The Snack Thief
- Italian first edition cover
- Author: Andrea Camilleri
- Original title: Il ladro di merendine
- Translator: Stephen Sartarelli
- Language: Italian/Sicilian
- Series: Inspector Salvo Montalbano, #3
- Genre: Crime, Mystery novel
- Publisher: Sellerio (ITA) Viking (US) Macmillan/Picador (UK)
- Publication date: 16 December 1996
- Publication place: Italy, Sicily
- Published in English: 2003
- Media type: Print (Hardcover, Paperback)
- Pages: 247 pp 352 pp (Eng. trans.)
- ISBN: 0-330-49291-8 (Eng. trans.)
- OCLC: 59278658
- Preceded by: The Terracotta Dog
- Followed by: The Voice of the Violin

= The Snack Thief =

1996 novel by Andrea Camilleri

 The Snack Thief (Il ladro di merendine) is a 1996 novel by Andrea Camilleri, translated into English in 2003 by Stephen Sartarelli.

It is the third novel of the internationally popular Inspector Montalbano series.

==Plot summary==
During a night off the coast of Vigàta a fishing boat from Mazara del Vallo, called "Santopadre", is intercepted and machine-gunned, apparently in international waters, by a Tunisian patrol boat. The exploded shots kill a Tunisian sailor who was on board the Italian boat. On the same day the former merchant Aurelio Lapecora is stabbed in a lift and Karima Moussa, a beautiful Tunisian cleaning lady, suddenly disappears.

Montalbano discovers that the girl also worked in the office of the murdered merchant whose lover she was, and that she had a son, François, who also disappeared with her. Thanks to the help of the elderly Aisha, an acquaintance of Karima, Montalbano also finds a savings account owned by the girl with deposited five hundred million lire, a sum too high for a young immigrant who should have had only what she received from her humble work.

While returning to the police station from the visit to the house of Karima, Montalbano sees in front of a primary school a small group of mothers who complain with a policeman of some thefts of snacks, which accuse a small foreigner child. Montalbano realizes that he's François: lurking with his girlfriend Livia and his men, he manages to take the little Tunisian who had taken refuge in an abandoned house. Livia, in reassuring the child brought home by Montalbano to protect him, will feel the birth of her maternal instinct and the desire to form a more intense union with Salvo, adopting the child. The commissioner will join the project of Livia but in the meantime the investigations are complicated by the secret services and the slimy figure of Colonel Lohengrin Pera.

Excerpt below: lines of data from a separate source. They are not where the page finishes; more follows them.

PR #160, opened 2016-09-28
Add tasks to redirect manual sections to their parent manuals

sihugh:
Added the ability to page over Rummager results, as we know that there are manuals
 with over 1000 sections (and at least one with > 5000)

Added two rake tasks: `redirect_hmrc_section_to_parent_manual` and
`redirect_all_sections_to_parent_manual`.  At present we don't have any need
to redirect sections to other manuals or manuals to other manuals.

The `redirect_all_sections_to_parent_manual' task outputs the source and
destination slugs which could be handy if something went awry.

Added a new model `PublishingAPIRedirectedSectionToParentManual` in the same
vein as `PublishingAPIRedirectedSection`.  There seems to be enough difference
in the validations (for example) to keep it separate.

Added a `SectionRetriever` class to encapsulate the construction and execution
of Rummager queries, and allow construction of result items as required so we
can construct both the `Redirected` and `Removed` section types from it.
I tried shoehorning it into `PublishingAPIManual`, but it didn't seem to fit
very nicely.  We don't need it for anything that PublishingAPIManual does at
the moment, so it seemed wrong to add complexity there.

Also removed some duplication from the remove/redirect rake tasks

https://trello.com/c/Wu6gbYDj/464-unpublish-pages-from-hmrc-manuals

### DIFF
--- a/app/models/publishing_api_removed_manual.rb
+++ b/app/models/publishing_api_removed_manual.rb
@@ -24,10 +24,35 @@ class PublishingAPIRemovedManual
   end
 
   def sections_from_rummager
-    query = RummagerSection.search_query(base_path)
-    Services.rummager.search(query)["results"]
+    sections = []
+    search_response = nil
+
+    loop do
+      new_query = rummager_section_query(start_index(search_response))
+
+      search_response = Services.rummager.search(new_query)
+      sections += search_response["results"]
+      return sections if all_sections_retrieved?(sections, search_response)
+    end
   end
+
   private :sections_from_rummager
+
+  def all_sections_retrieved?(sections, search_response)
+    sections.count >= search_response["total"]
+  end
+
+  def start_index(search_response)
+    if search_response
+      search_response["start"] + search_response["results"].count
+    else
+      0
+    end
+  end
+
+  def rummager_section_query(start_index)
+    RummagerSection.search_query(base_path, start_index)
+  end
 
   def to_h
     @_to_h ||= {
--- a/app/models/publishing_api_removed_manual.rb
+++ b/app/models/publishing_api_removed_manual.rb
@@ -18,40 +18,9 @@ class PublishingAPIRemovedManual
   end
 
   def sections
-    sections_from_rummager.map do |section_json|
+    SectionRetriever.new(slug).sections_from_rummager.map do |section_json|
       PublishingAPIRemovedSection.from_rummager_result(section_json)
     end
-  end
-
-  def sections_from_rummager
-    sections = []
-    search_response = nil
-
-    loop do
-      new_query = rummager_section_query(start_index(search_response))
-
-      search_response = Services.rummager.search(new_query)
-      sections += search_response["results"]
-      return sections if all_sections_retrieved?(sections, search_response)
-    end
-  end
-
-  private :sections_from_rummager
-
-  def all_sections_retrieved?(sections, search_response)
-    sections.count >= search_response["total"]
-  end
-
-  def start_index(search_response)
-    if search_response
-      search_response["start"] + search_response["results"].count
-    else
-      0
-    end
-  end
-
-  def rummager_section_query(start_index)
-    RummagerSection.search_query(base_path, start_index)
   end
 
   def to_h
--- a/lib/section_retriever.rb
+++ b/lib/section_retriever.rb
@@ -1,0 +1,42 @@
+class SectionRetriever
+  attr_reader :manual_slug
+
+  def initialize(manual_slug)
+    @manual_slug = manual_slug
+  end
+
+  def sections_from_rummager
+    sections = []
+    search_response = nil
+
+    loop do
+      new_query = rummager_section_query(start_index(search_response))
+
+      search_response = Services.rummager.search(new_query)
+      sections += search_response["results"]
+      return sections if all_sections_retrieved?(sections, search_response)
+    end
+  end
+
+private
+
+  def all_sections_retrieved?(sections, search_response)
+    sections.count >= search_response["total"]
+  end
+
+  def start_index(search_response)
+    if search_response
+      search_response["start"] + search_response["results"].count
+    else
+      0
+    end
+  end
+
+  def rummager_section_query(start_index)
+    RummagerSection.search_query(base_path, start_index)
+  end
+
+  def base_path
+    PublishingAPIManual.base_path(manual_slug)
+  end
+end
--- a/lib/tasks/redirect_sections.rake
+++ b/lib/tasks/redirect_sections.rake
@@ -1,22 +1,5 @@
 desc "Redirect a section, takes original manual slug, section slug, destination manual slug and destination section slug"
 task :redirect_hmrc_section, [] => :environment do |_task, args|
-  def output_error_message(message)
-    puts "ERROR!"
-    print "  "
-    puts message
-  end
-
-  def redirect_and_output(manual)
-    response = manual.save!
-    if response.code == 200
-      puts "OK!"
-    else
-      output_error_message(response.raw_response_body)
-    end
-  rescue => e
-    output_error_message(e.message)
-  end
-
   slugs = args.extras
   if slugs.empty? || slugs.length < 4
     puts "Usage: rake redirect_hmrc_section[manual-slug,section-slug-to-redirect,destination-manual-slug,destination-section-slug]"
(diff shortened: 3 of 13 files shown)


app/models/publishing_api_removed_manual.rb
```diff
@@ -24,11 +24,32 @@ def sections
   end
 
   def sections_from_rummager
-    query = RummagerSection.search_query(base_path)
-    Services.rummager.search(query)["results"]
+    results = []
```
davidbasalla: What do you think about renaming `results` to `sections`? It might make it a bit clearer what sort of data we're dealing with.

Also we could wrap the final condition into a method called `all_sections_retrieved?(sections, search_response)`. That might make this method clearer to understand at first glance.

app/models/publishing_api_removed_manual.rb
```diff
@@ -24,11 +24,32 @@ def sections
...
 
+  def start_index(search_response)
+    if search_response
+      search_response["start"] + search_response["results"].count
+    else
+      0
+    end
+  end
+
+  def query(start)
```
davidbasalla: The method `query` could be renamed to `rummager_section_query` to be more explicit. And maybe rename the input parameter from `start` to `start_index`?

lib/tasks/redirect_sections.rake
```diff
@@ -30,3 +13,52 @@ task :redirect_hmrc_section, [] => :environment do |_task, args|
     redirect_and_output(section)
   end
 end
+
+desc "Redirect a section to its parent manual, takes original manual slug, section slug, destination manual slug"
+task :redirect_hmrc_section_to_parent_manual, [] => :environment do |_task, args|
```
davidbasalla: `redirect_hmrc_section_to_parent_manual` could be renamed to `redirect_section_to_parent_manual`, as the hmrc is assumed?

davidbasalla: Actually, looking at the other rake tasks, looks like they have the word `hmrc` in them as well. In that case, maybe rename `redirect_all_sections_to_parent_manual` to `redirect_all_hmrc_sections_to_parent_manual` so that it matches the pattern of the other tasks

lib/tasks/redirect_sections.rake
```diff
@@ -30,3 +13,52 @@ task :redirect_hmrc_section, [] => :environment do |_task, args|
...
+  slugs = args.extras
+  if slugs.empty? || slugs.length < 3
```
davidbasalla: Should this be `slugs.length < 2`, as it only requires two arguments?

app/models/publishing_api_redirected_sections_to_parent_manual.rb
```diff
@@ -0,0 +1,56 @@
+require 'active_model'
+require 'valid_slug/pattern'
+
+class PublishingAPIRedirectedSectionsToParentManual
+  include ActiveModel::Validations
+  include Helpers::PublishingAPIHelpers
+
+  validates :manual_slug, format: { with: ValidSlug::PATTERN, message: "should match the pattern: #{ValidSlug::PATTERN}" }
```
davidbasalla: I suspect these validations are never called, as this class is only used to return the sections of a Manual and we don't call `valid?` anywhere

app/models/publishing_api_redirected_sections_to_parent_manual.rb
```diff
@@ -0,0 +1,56 @@
...
+    content_store: Services.content_store,
+    unless: -> { errors[:manual_slug].present? }
+
+  attr_accessor :manual_slug
+
+  def initialize(manual_slug)
+    @manual_slug = manual_slug
+  end
+
+  def sections
```
davidbasalla: As mentioned in the PR notes, this duplicates code somewhat, specifically the `sections` method from `PublishingApiRemovedManual`. Maybe we could move this method into the `PublishingApiManual` class, as that seems like a sensible place to have that method? Then we could get rid of this class entirely, and update `PublishingApiRemovedManual` to make use of it...? That's my theory at least :)

app/models/publishing_api_removed_manual.rb
sihugh: :+1:

app/models/publishing_api_removed_manual.rb
sihugh: Yep.  I flipped from originally using `start_index` because the query parameter Rummager uses is called `start`.  I agree that without that context it is more readable

lib/tasks/redirect_sections.rake
sihugh: 👍  (it's just so long! :-) )

app/models/publishing_api_redirected_sections_to_parent_manual.rb
sihugh: Yep.  I've removed this model now

app/models/publishing_api_redirected_sections_to_parent_manual.rb
sihugh: I've created a separate class `SectionRetriever` to remove the duplication a bit.  `PublishingAPIManual` seems a bit different from the other Manual models and the behaviour didn't seem to relate to it very well partly because we only want to create `Remove` or `Redirect` sections from the Rummager responses at present

sihugh:
I've rejigged it a bit in review of your comments @davidbasalla , what do you think?

lib/section_retriever.rb
```diff
@@ -0,0 +1,42 @@
...
+      new_query = rummager_section_query(start_index(search_response))
+
+      search_response = Services.rummager.search(new_query)
+      search_response["results"].map do |section_json|
+        sections << yield(section_json) if block_given?
+      end
+      return sections if all_sections_retrieved?(sections, search_response)
+    end
+  end
+
```
davidbasalla: From here on, all methods can be private I think, which would match the specs where we only test the `sections_from_rummager` method.

davidbasalla:
I like the new class, this approach seems good! However I'd prefer not to use the `yield` approach as I find it makes the code harder to decipher (possibly contentious personal opinion so happy to chat about it). Maybe instead of passing in a constructor (?) in the block, the `SectionRetriever` could become `SectionSlugRetriever` and just return an array of section slugs? So building the sections in the rake task would become:

```
    sections = SectionSlugRetriever.new(manual_slug).sections_from_rummager.map do |section_slug|
      PublishingAPIRedirectedSectionToParentManual.new(manual_slug, section_slug)
    end
```

Not 100% sure if that's better, but maybe easier to understand. Let's have a chat though!

lib/tasks/redirect_sections.rake
```diff
@@ -30,3 +13,54 @@ task :redirect_hmrc_section, [] => :environment do |_task, args|
...
+def redirect_and_output(item)
+  response = item.save!
+  if response.code == 200
+    puts "OK!"
+  else
+    output_error_message(response.raw_response_body)
+  end
+rescue => e
+  output_error_message(e.message)
+end
```
h-lame: It may be worth putting these two methods on an object as they're now defined globally whereas before they were defined only inside the rake task they were used by.  They've got fairly generic names and might bleed through into other parts of the app by mistake (or clobber some functions included by a dependency).

sihugh: Good point. It allows us to remove that same code from other rake tasks too.:+1:

lib/tasks/redirect_sections.rake
```diff
@@ -30,3 +13,37 @@ task :redirect_hmrc_section, [] => :environment do |_task, args|
...
+
+desc "Redirect all sections in a manual to the parent manual, takes manual slug"
+task :redirect_all_hmrc_sections_to_parent_manual, [] => :environment do |_task, args|
+  slugs = args.extras
+  if slugs.empty?
+    puts "Usage: rake redirect_all_hmrc_sections_to_parent_manual[manual-slug]"
+  else
+    manual_slug = slugs[0]
+
+    redirector = SectionRetriever.new(manual_slug)
```
davidbasalla: The variable name `redirector` here might be misleading. Maybe better to condense into one line? 

`sections = SectionRetriever.new(manual_slug).sections_from_rummager.map do |json|`

davidbasalla:
https://github.com/alphagov/hmrc-manuals-api/blob/redirect-all-sections/lib/tasks/redirect_sections.rake#L13 will need to be updated to use the new `TaskHelper`

davidbasalla:
All looks good, have fixed the last two comments while Simon's inoperational. 
Merging!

In the story there are many references to Montalbano's relationship with his father, who lives far from Vigata and remains a widower of his second wife. He collects newspaper articles that write about his son's investigative successes and when the commissioner was wounded, he was near him by calling and went to visit him in hospital. Sometimes a box of his good wine arrives at the police station. During the investigation, Montalbano receives a letter from a partner of his father's winery informing him that he has long been seriously ill with a tumor and that, although aware of his imminent death, he did not want to let his son know anything about spare him the agony of his suffering. Montalbano will arrive in the hospital where his father is hospitalized when he is dead and will bitterly reproach himself for his selfishness because even if he had intuited the malaise he has unconsciously ignored it.

==Adaptation==
It was first adapted for television by RAI with Luca Zingaretti in the TV series Inspector Montalbano. The episode was the first of the series and aired on 6 May 1999.